PR #144, opened 2026-01-17
Make agent binaries config-driven

Git-on-my-level:
## Summary
- add agents config map with binary/serve_command defaults
- plumb opencode binary/serve command through config in terminal, Telegram, and app server
- document agent settings in codex-autorunner.yml and annotate agent types

## Testing
- black
- ruff
- mypy
- eslint
- tsc
- pytest

### DIFF
--- a/codex-autorunner.yml
+++ b/codex-autorunner.yml
@@ -45,13 +45,14 @@ repo:
       binary: codex
     opencode:
       binary: opencode
-      serve_command:
-        - opencode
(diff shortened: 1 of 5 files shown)


Git-on-my-level:
Resolved review: opencode supervisor now derives default serve command from configured binary, falling back only when explicit serve_command provided. Also removed hardcoded serve_command defaults from config + docs.

Issue #556, opened 2026-02-06
PMA ergonomics: dispatch reply, archive candidate tooling, manifest repair, and hub capability checks


Git-on-my-level:
## Summary
PMA coordination surfaced several recurring friction points that slow down routine operations and increase operator error risk. This issue proposes targeted CAR improvements so common PMA workflows are one-command, self-validating, and easier to reason about.

Date observed: 2026-02-06
Context: Hub-level PMA operation across many repos/worktrees, including dispatch handling and bulk worktree archival.

### 1) No PMA-native dispatch reply command
**Current behavior**
- Paused runs appear in hub snapshot / Inbox.
- PMA can read the dispatch prompt and propose an answer, but cannot post the answer + resume in one CLI-native step.
- This forces manual Inbox UI interaction, which breaks automation and slows triage.

**Proposed implementation**
- Add command: `car hub dispatch reply` (or `car pma dispatch reply`) with:
  - `--repo-id`
  - `--run-id`
  - `--message` or `--message-file`
  - optional `--resume` (default true)
- Behavior:
  - Persist reply into dispatch history in the same canonical location used by UI flow.
  - Resume paused run if `--resume` is true.
  - Return machine-readable JSON output with posted `dispatch_seq`, status, and resumed run id.
- Add guardrails:
  - Reject if run is not paused-awaiting-input.
  - Idempotency key option to prevent duplicate replies on retries.

**Acceptance criteria**
- A paused run can be answered and resumed without visiting Inbox tab.
- Command exits non-zero on invalid run state with actionable error.
- JSON output supports scripting in PMA workflows.

---

### 2) No unified archive-candidate view
**Current behavior**
- PMA must infer archival eligibility from mixed signals (`ticket_flow`, repo status, relevance context).
- There is no first-class "safe to archive" report in one place.

**Proposed implementation**
- Add command: `car hub worktree candidates --archive --json`
- Output fields per worktree:
  - `repo_id`, `worktree_of`, `branch`, `status`
  - `ticket_flow_status`, `done_count`, `total_count`
  - `has_paused_dispatch`, `has_active_run`
  - `last_activity_at`, `recommended_action`, `reasons[]`
- Include policy modes:
  - `strict`: only fully completed/no active blockers
  - `lenient`: includes stale/idle with warning labels

**Acceptance criteria**
- PMA can list and explain archive candidates without manual cross-referencing tabs/files.
- Output includes explicit reasons so operators can trust automation.

---

[...]

PR #557, opened 2026-02-06
Add hub dispatch reply CLI command for PMA workflows

Git-on-my-level:
## Summary
This PR implements a first PMA ergonomics slice for #556: a hub-level dispatch reply command that can post a reply and resume in one step.

### Added
- `car hub dispatch reply`
- Options:
  - `--repo-id`
  - `--run-id`
  - `--message` or `--message-file` (exactly one required)
  - `--resume/--no-resume` (default: resume)
  - `--idempotency-key` (optional duplicate guard)
  - `--json/--no-json` and `--pretty`

### Behavior
- Validates run is paused before posting.
- Posts reply via hub-mounted repo message route.
- Resumes run in same command by default.
- Emits machine-readable JSON with `reply_seq`, `duplicate`, `resumed`, `resume_status`.
- If `--idempotency-key` is provided, it detects previously-posted replies for that key and avoids duplicate posting.

## Tests
- Added `tests/test_cli_hub_dispatch_reply.py`:
  - posts + resumes happy path
  - idempotency duplicate detection path
  - input validation for message source
- Existing `tests/test_cli_hub_snapshot.py` still passes.

## Validation
- Pre-commit hook suite executed on commit (black, ruff, mypy, eslint, static build, full pytest)
- Focused tests also run manually:
  - `.venv/bin/python -m pytest tests/test_cli_hub_dispatch_reply.py tests/test_cli_hub_snapshot.py`

Refs #556

### DIFF
--- a/src/codex_autorunner/surfaces/cli/cli.py
+++ b/src/codex_autorunner/surfaces/cli/cli.py
@@ -438,12 +438,21 @@ def _request_form_json(
     url: str,
     form: Optional[dict] = None,
     token_env: Optional[str] = None,
+    *,
+    force_multipart: bool = False,
 ) -> dict:
     headers = None
     if token_env:
         token = _require_auth_token(token_env)
         headers = {"Authorization": f"Bearer {token}"}
-    response = httpx.request(method, url, data=form, timeout=5.0, headers=headers)
+    data = form
+    files = None
+    if force_multipart:
+        data = form or {}
+        files = []
+    response = httpx.request(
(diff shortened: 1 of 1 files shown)


Git-on-my-level:
Addressed feedback: reply posting now forces multipart form data when calling /api/messages/{run_id}/reply (FastAPI expects File(...) so non-multipart could 422). Implemented via _request_form_json(force_multipart=True), and the hub dispatch reply now uses it.

PR #562, opened 2026-02-06
Fix path traversal vulnerabilities in Telegram uploads, file-write approval, and workspace resolution

mgpai22:
## Summary

Fixes three path traversal vulnerabilities:

- **Telegram attachment filename injection** (`service.py`): User-supplied filenames from Telegram attachments were joined directly with the reply directory. A crafted filename like `../../etc/cron.d/backdoor` could write to arbitrary paths. Fixed by stripping directory components via `Path(filename).name`.

- **File-write allowlist bypass** (`app.py`): The `_path_is_allowed_for_file_write` check used raw string prefix matching without collapsing `..` segments. A path like `.codex-autorunner/workspace/../../etc/passwd` would pass the prefix check but resolve outside the allowed directory. Fixed by normalizing with `posixpath.normpath` and rejecting paths that escape the prefix.

- **Workspace root escape** (`app.py`): `_resolve_workspace_and_runs` resolved a user-supplied workspace root relative to repo root but never verified the result stayed within the repo boundary. Fixed by adding a containment check after resolution.

## Test plan

- [ ] Verify Telegram file replies still write correctly with normal filenames
- [ ] Verify filenames containing `/` or `..` are stripped to their base name
- [ ] Verify file-write approval rejects paths with `..` segments that escape the allowlist
- [ ] Verify workspace root values that traverse above repo root raise `ValueError`
- [ ] Run existing test suite (`pytest`)

### DIFF
--- a/src/codex_autorunner/surfaces/web/app.py
+++ b/src/codex_autorunner/surfaces/web/app.py
@@ -217,9 +217,7 @@ def _resolve_workspace_and_runs(
         workspace_root == resolved_repo
         or str(workspace_root).startswith(str(resolved_repo) + os.sep)
     ):
-        raise ValueError(
-            f"workspace_root escapes repo boundary: {workspace_root}"
-        )
+        raise ValueError(f"workspace_root escapes repo boundary: {workspace_root}")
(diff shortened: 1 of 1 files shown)


mgpai22:
@codex review

PR #672, opened 2026-02-15
Fix: Classify SIGTERM worker exits as STOPPED instead of FAILED

### LINKED ISSUE #669: Flow worker SIGTERM exits still classify as failed in ticket_flow resume
## Summary
Flow worker `d44e3100-d421-47c0-b673-33516a9b54e8` repeatedly fails with a SIGTERM-based worker death while parked in `ticket_turn`, even after adding graceful shutdown changes to `flow_worker`.

## Environment
- Repo: `codex-autorunner--process-opencode-leak-remediation`
- Run id: `d44e3100-d421-47c0-b673-33516a9b54e8`
- Command retried: `/Users/dazheng/car-workspace/car flow ticket_flow resume --repo /Users/dazheng/car-workspace/worktrees/codex-autorunner--process-opencode-leak-remediation --run-id d44e3100-d421-47c0-b673-33516a9b54e8 --force`

## Reproduction Observed
1. Resume blocked run.
2. Flow enters `ticket_turn` on `TICKET-005-flow-worker-graceful-sigterm.md`.
3. `flow status` reports running during execution.
4. Worker exits as dead with `SIG15` and run transitions to `failed`.

### Run status
`car flow ticket_flow status --repo ... --run-id d44...` (immediately after resume):
- `Status: running`
- `Tickets: 1/11`
- `Current step: ticket_turn`
- `Current ticket: .codex-autorunner/tickets/TICKET-005-flow-worker-graceful-sigterm.md`
- `Worker: dead pid=19872 worker PID not running` (per status output and logs)

### flow event tail (from `flows.db`)
- `seq 4316` `flow_failed`: `{"error": "Worker died (status=dead, pid=19872, reason: worker PID not running, exit_code=-15)", "reason": "worker-dead", ...}`
- `seq 4315` `flow_failed`: same error with worker pid 95389
- `seq 4314` last in-process event: `app_server_event` (`account/rateLimits/updated`)

### Worker artifacts
- `.codex-autorunner/flows/d44e3100-d421-47c0-b673-33516a9b54e8/worker.exit.json`
  - `returncode: -15`
  - `pid: 95389`
  - no stdout/stderr tails (empty)
- `.codex-autorunner/flows/d44e.../crash.json`
  - `exit_code: -15`
  - `signal: SIG15`
  - `last_event: account/rateLimits/updated`
  - `stack_trace: null`, `exception: null`

### Additional runtime evidence
- `codex-server.log` includes reconciliation lines: `Reconciling flow ...: running -> failed (worker-dead)`.
- No `worker.err.log` or `worker.out.log` output.

### Source under test
- `src/codex_autorunner/surfaces/cli/commands/flow.py` has updated `flow_worker` handler:
  - SIGTERM/SIGINT handler currently sets `shutdown_event` only.
  - waits on `{run_task, shutdown_wait_task}` with `FIRST_COMPLETED`.
  - on shutdown requests it calls `await controller.stop_flow(run_id)` and `run_task.cancel()`.

## Hypothesis
The worker appears to be receiving SIGTERM from outside the flow runtime while the ticket agent may be mid-turn, but reconciliation still resolves the run as `RUNNING -> FAILED` (worker-dead) because transition logic treats any dead worker in `RUNNING` as failure; there is no visible stop intent to classify this as expected stop.

Given the new handler, we may still be missing an explicit persistence flag that a shutdown was requested. Without that, a legitimate SIGTERM path can race with transition evaluation and be interpreted as worker crash.

## Suggested fix
1. On signal, persist a shutdown intent before waiting (e.g., in run status/state or explicit metadata).
2. Update transition/reconcile path so a known “shutdown requested” shutdown from flow worker is mapped to `STOPPED`/`STOPPING` rather than `FAILED`.
3. Add regression coverage for SIGTERM arriving during active worker execution where the worker exits without explicit exception and is classified as stopped.
4. Capture the shutdown intent in failure artifacts/`flow_runs.state` for diagnostics parity with crash cases.

Git-on-my-level:
## Summary

Fixes #669

When a flow worker receives SIGTERM/SIGINT, it now persists a `shutdown_intent` flag in `worker.exit.json`. The transition logic checks this flag and transitions the run to STOPPED instead of FAILED, distinguishing graceful shutdown from unexpected crashes.

This fixes `ticket_flow resume` incorrectly classifying SIGTERM-based worker deaths as failures when the worker was parked in `ticket_turn`.

## Changes

1. **Added `shutdown_intent` parameter to `write_worker_exit_info`** (`worker_process.py:110-127`)
   - New boolean parameter defaults to `False`
   - Persisted in `worker.exit.json` for postmortem analysis

2. **Added `shutdown_intent` field to `FlowWorkerHealth`** (`worker_process.py:22-37`)
   - Exposed to transition logic via health check

3. **Updated `check_worker_health` to read `shutdown_intent`** (`worker_process.py:389-438`)
   - Reads from exit info when worker is dead
   - Only trusts exit info that matches current worker lifecycle

4. **Updated `resolve_flow_transition` for shutdown intent** (`transition.py:61-83`)
   - RUNNING + dead worker + `shutdown_intent=True` → STOPPED
   - RUNNING + dead worker + `shutdown_intent=False` → FAILED (unchanged)

5. **Updated signal handler in `flow.py`** (`flow.py:513-530`)
   - Sets `shutdown_intent=True` when writing exit info on SIGTERM/SIGINT

## Tests

- `test_shutdown_intent_transitions_to_stopped_not_failed`: Verifies transition to STOPPED
- `test_no_shutdown_intent_still_fails`: Verifies FAILED still applies without intent
- `test_write_worker_exit_info_with_shutdown_intent`: Verifies persistence
- `test_check_worker_health_reads_shutdown_intent`: Verifies health check reads intent

Closes #669

### DIFF
--- a/src/codex_autorunner/core/flows/worker_process.py
+++ b/src/codex_autorunner/core/flows/worker_process.py
@@ -137,10 +137,21 @@ def write_worker_exit_info(
         )
     except Exception:
         metadata = {}
+
+    existing_shutdown_intent = False
+    exit_path = _worker_exit_path(artifacts_dir)
+    if not shutdown_intent and exit_path.exists():
+        try:
+            existing = json.loads(exit_path.read_text(encoding="utf-8"))
+            if isinstance(existing, dict) and existing.get("shutdown_intent") is True:
+                existing_shutdown_intent = True
+        except Exception:
+            pass
+
     data = {
         "run_id": normalized_run_id,
         "returncode": returncode,
-        "shutdown_intent": shutdown_intent,
+        "shutdown_intent": shutdown_intent or existing_shutdown_intent,
         "captured_at": time.time(),
         "pid": metadata.get("pid"),
         "spawned_at": metadata.get("spawned_at"),
@@ -148,9 +159,7 @@ def write_worker_exit_info(
         "stdout_tail": _tail_file(artifacts_dir / "worker.out.log"),
     }
     try:
-        _worker_exit_path(artifacts_dir).write_text(
-            json.dumps(data, indent=2), encoding="utf-8"
-        )
+        exit_path.write_text(json.dumps(data, indent=2), encoding="utf-8")
     except Exception:
         pass
 
--- a/tests/flows/test_worker_crash.py
+++ b/tests/flows/test_worker_crash.py
@@ -234,3 +234,43 @@ def test_check_worker_health_reads_shutdown_intent(monkeypatch, tmp_path: Path) 
     assert health.status == "dead"
     assert health.shutdown_intent is True
     assert health.exit_code == -15
+
+
+def test_write_worker_exit_info_preserves_existing_shutdown_intent(
+    tmp_path: Path,
+) -> None:
+    repo_root = tmp_path
+    run_id = "723e4567-e89b-12d3-a456-426614174000"
+
+    artifacts_dir = repo_root / ".codex-autorunner" / "flows" / run_id
+    artifacts_dir.mkdir(parents=True, exist_ok=True)
+
+    from codex_autorunner.core.flows.worker_process import (
+        _worker_metadata_path,
+        _write_worker_metadata,
+    )
+
+    metadata_path = _worker_metadata_path(artifacts_dir)
+    _write_worker_metadata(metadata_path, 12347, ["python", "-m", "test"], repo_root)
+
+    write_worker_exit_info(
+        repo_root,
+        run_id,
+        returncode=-15,
+        shutdown_intent=True,
+    )
+
+    exit_path = artifacts_dir / "worker.exit.json"
+    assert exit_path.exists()
+    payload = json.loads(exit_path.read_text(encoding="utf-8"))
+    assert payload["shutdown_intent"] is True
+
+    write_worker_exit_info(
+        repo_root,
+        run_id,
+        returncode=-15,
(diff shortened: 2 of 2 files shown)


Git-on-my-level:
## Implementation Notes

This fix addresses the root cause identified in #669: when a flow worker receives SIGTERM while parked in `ticket_turn`, the transition logic had no way to distinguish an intentional shutdown from an unexpected crash.

### Key Design Decision

Rather than modifying the existing `stop_requested` flag (which requires the controller to set it), I added a new `shutdown_intent` flag that the **worker itself** persists before dying. This works because:

1. The signal handler runs before the process terminates
2. It writes `shutdown_intent=True` to `worker.exit.json`
3. The reconciler reads this flag during health checks
4. Transition logic uses it to map `RUNNING → STOPPED` instead of `RUNNING → FAILED`

This approach is resilient to external SIGTERM sources (e.g., system shutdown, process managers) that don't go through the CAR controller's `stop_flow()` method.

### Why not just check for exit_code=-15?

Exit codes alone are ambiguous - a SIGTERM could indicate:
- Graceful shutdown (intended)
- OOM killer (not intended)
- Resource limits (not intended)

The `shutdown_intent` flag explicitly captures the worker's **intent** at signal-receipt time, making the semantics clear.

PR #799, opened 2026-03-01
Unify Discord/Telegram audio inference and fix remaining Discord Whisper gap

Git-on-my-level:
## Summary
This PR addresses the remaining Discord Whisper hookup gaps and reduces divergence with Telegram by centralizing media/audio inference logic.

### What changed
- Added shared media helpers in `integrations/chat/media.py`:
  - `normalize_mime_type`
  - `is_audio_mime_or_path`
  - `audio_content_type_for_input`
  - `audio_extension_for_input`
- Rewired **Discord adapter/service** to use shared helpers:
  - Detect audio even when `content_type` is generic (e.g. `application/octet-stream`) by using fallback signals like duration/suffix.
  - Normalize transcription `content_type` before Whisper calls.
  - Infer audio filename suffixes centrally and apply a safe `.ogg` fallback for audio-classified attachments without suffix.
- Rewired **Telegram message/voice path** to use the same shared helpers:
  - Normalize/infer audio MIME in `select_voice_candidate`.
  - Use shared extension inference for persisted voice files.
  - Normalize transcription MIME before Whisper calls.

## Root cause addressed
A remaining Discord case was still unhandled: when `content_type` existed but was generic/non-audio (instead of missing), adapter inference did not classify the attachment as audio, so transcription was skipped entirely. This also kept MIME handling inconsistent with Telegram.

## Tests
Added and updated regression coverage:
- `tests/test_chat_media.py` (new shared-helper tests)
- `tests/integrations/discord/test_adapter.py`
  - generic MIME + duration now infers `audio`
- `tests/integrations/discord/test_message_turns.py`
  - missing MIME now normalizes to audio content type for transcription
  - generic MIME + duration transcription path
- `tests/test_telegram_handlers_messages.py`
  - generic MIME normalized by suffix in voice candidate selection

Local validation:
- full pre-commit suite passed (including mypy, lint, static build, full pytest)

### DIFF
--- a/src/codex_autorunner/integrations/discord/service.py
+++ b/src/codex_autorunner/integrations/discord/service.py
@@ -1202,12 +1202,13 @@ class DiscordBotService:
                 source_url=source_url if isinstance(source_url, str) else None,
                 kind=getattr(attachment, "kind", None),
             )
-            suffix = audio_extension_for_input(
-                mime_type=getattr(attachment, "mime_type", None),
-                file_name=getattr(attachment, "file_name", None),
-                source_url=source_url if isinstance(source_url, str) else None,
-                default=".ogg" if is_audio else "",
-            )
+            if is_audio:
+                suffix = audio_extension_for_input(
+                    mime_type=getattr(attachment, "mime_type", None),
+                    file_name=getattr(attachment, "file_name", None),
+                    source_url=source_url if isinstance(source_url, str) else None,
+                    default=".ogg",
+                )
         return f"{stem[:64]}-{uuid.uuid4().hex[:8]}{suffix}"
 
     async def _find_paused_flow_run(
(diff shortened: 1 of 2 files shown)


Git-on-my-level:
Addressed the review comment in commit `84e99957`.

What changed:
- In `_build_attachment_filename`, audio extension inference now runs only when the attachment is already classified as audio.
- Non-audio items (including `video/mp4`) no longer flow through `audio_extension_for_input(...)`, so they cannot be mislabeled as `.m4a`.
- Added regression coverage: `test_build_attachment_filename_does_not_infer_audio_suffix_for_video` in `tests/integrations/discord/test_message_turns.py`.

Validation:
- Targeted tests for the filename/video path pass.
- Full hook suite passed (lint, typecheck, full pytest).

PR #972, opened 2026-03-15
Propagate ZeroClaw config dir for managed workspaces

Git-on-my-level:
## Summary
- propagate `ZEROCLAW_CONFIG_DIR` alongside `ZEROCLAW_WORKSPACE` for managed ZeroClaw launches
◆ ◆ ◆ ◆
PROBLEM TO SOLVE
Among the records, find every line holding the word "static" and copy it.

RESPONSE
- Pre-commit hook suite executed on commit (black, ruff, mypy, eslint, static build, full pytest)
- full pre-commit suite passed (including mypy, lint, static build, full pytest)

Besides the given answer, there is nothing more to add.